Your several-paragraph-long post is well structured, so that in itself shows you are capable of structuring a short story.  Without looking, my guess is that you are referring to a type of writing which is not actually a story as a story; this is something bound to irritate writers.  The root of that problem might be that you don't know the definition of what a story is, or what a story's structure is supposed to look like.  This is not too surprising if you were always struggling with the mechanics of writing in school and were in basic or remedial classes that didn't spend much time on fiction.  If you wanted to, it would not be too difficult to learn some basic theory of storytelling and structure of fiction.  Vocabulary is not actually very important, you can tell perfectly good stories without big or obscure words.  But the question is do you want to take up a hobby that's such an annoying struggle as far as proofreading goes?


----------



## FlynnCoyote (Dec 31, 2011)

Everything that needs saying has been said. All opinions have a degree of validity, but in the end you need to ask yourself who you want to please more. The first answer should always be yourself, so if you're happy with what you do then there is no need to change. If you actively want to improve, then it becomes time to listen to advice. 

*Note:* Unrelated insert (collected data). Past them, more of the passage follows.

PR #133, opened 2016-11-02
[WebUI] Log correct http address if listening on IPv6

bendikro:


deluge/common.py
```diff
@@ -730,34 +730,41 @@ def is_ip(ip):
     """
     A simple test to see if 'ip' is valid
```
cas--: Docstrings should start on the first line as opening quotes: `"""A simple test...`

deluge/common.py
```diff
@@ -730,34 +730,41 @@ def is_ip(ip):
...
-    :type ip: string
-    :returns: True or False
-    :rtype: bool
+    Args:
+        ip (str): The IP to test
+
+    Returns:
+        bool: Whether IP is valid is not
 
     ** Usage **
```
cas--: Replace usage with `Examples:` and indent the code below

deluge/common.py
```diff
@@ -730,34 +730,41 @@ def is_ip(ip):
...
+
+def is_ipv6(ip):
+    import socket
+    if not socket.has_ipv6:
+        return False
     try:
         if windows_check():
             log.warning("ipv6 check unavailable on windows")
-            return True
+            return None
```
cas--: I don't think this should be `None` and it can't be `False` as we don't know so kind of leaves us back at `True`?

deluge/common.py
```diff
@@ -730,34 +730,41 @@ def is_ip(ip):
...
                 return True
     except socket.error:
-        if not socket.has_ipv6:
-            return False
-    # now test ipv6
+        return False
+
+
+def is_ipv6(ip):
+    import socket
```
cas--: Needs docstring

deluge/common.py
```diff
@@ -730,34 +730,41 @@ def is_ip(ip):
...
 
     >>> is_ip("127.0.0.1")
     True
 
     """
+    return is_ipv4(ip) or is_ipv6(ip)
+
+
+def is_ipv4(ip):
     import socket
```
cas--: Needs docstring

deluge/common.py
```diff
@@ -730,34 +730,41 @@ def is_ip(ip):
...
 
-    :param ip: the ip to check
-    :type ip: string
-    :returns: True or False
-    :rtype: bool
+    Args:
+        ip (str): The IP to test
+
+    Returns:
+        bool: Whether IP is valid is not
```
cas--: All docstring sentences should end with a fullstop `.`.

cas--:
Fixed docstrings and added extra tests using proper documentation IPs: [rfc5737](https://tools.ietf.org/html/rfc5737), [rfc3849](https://tools.ietf.org/html/rfc3849)

bendikro:
Excellent!

cas--:
Still need a decision on the return type...

cas--:
I have rebased and pushed a modified is_ipv6

deluge/ui/web/server.py
```diff
@@ -649,7 +652,9 @@ def start_ssl(self):
         options.getContext().set_options(SSL.OP_NO_SSLv2 | SSL.OP_NO_SSLv3)
 
         self.socket = reactor.listenSSL(self.port, self.site, options, interface=self.interface)
-        log.info('Serving at https://%s:%s%s', self.interface, self.port, self.base)
+        ip = self.socket.getHost().host
+        ip = '[%s]' % ip if is_ipv6(ip) else ip
```
cas--: I'm not sure of the purpose of this?

cas--:
Need to add python-interface as optional dependency to DEPENDS and perhaps add to pip install for tests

So with that, if you do decide you want help, look me up.


----------



## ADF (Dec 31, 2011)

Thank you for the supportive responses.

The problem I have is a lot of what I write tends to flow from what feels and sounds right in my head. Implementing academically correct rules during the process requires juggling writing techniques like "show don't tell" and what feels right to me, which can end up a jumble of the rules and how I think it should sound. I tend to write in spurts with months of burn out between, so I end up forgetting a lot of the writing techniques I learned last time and just going back to what feels right. The people that like my work don't seem to mind the way I write, but again; it's not accurate for a proper writing style that full time furry writers take seriously.

I'll keep writing when the creative juices are there and see if I can improve things. I just don't know how I'm going to improve the the way serious writers would like to see; when it doesn't come instinctively like my usual writing style.


----------



## Ad Hoc (Dec 31, 2011)

ADF said:


> Thank you for the supportive responses.
> 
> The problem I have is a lot of what I write tends to flow from what feels and sounds right in my head. Implementing academically correct rules during the process requires juggling writing techniques like "show don't tell" and what feels right to me, which can end up a jumble of the rules and how I think it should sound. I tend to write in spurts with months of burn out between, so I end up forgetting a lot of the writing techniques I learned last time and just going back to what feels right. The people that like my work don't seem to mind the way I write, but again; it's not accurate for a proper writing style that full time furry writers take seriously.
> 
> I'll keep writing when the creative juices are there and see if I can improve things. I just don't know how I'm going to improve the the way serious writers would like to see; when it doesn't come instinctively like my usual writing style.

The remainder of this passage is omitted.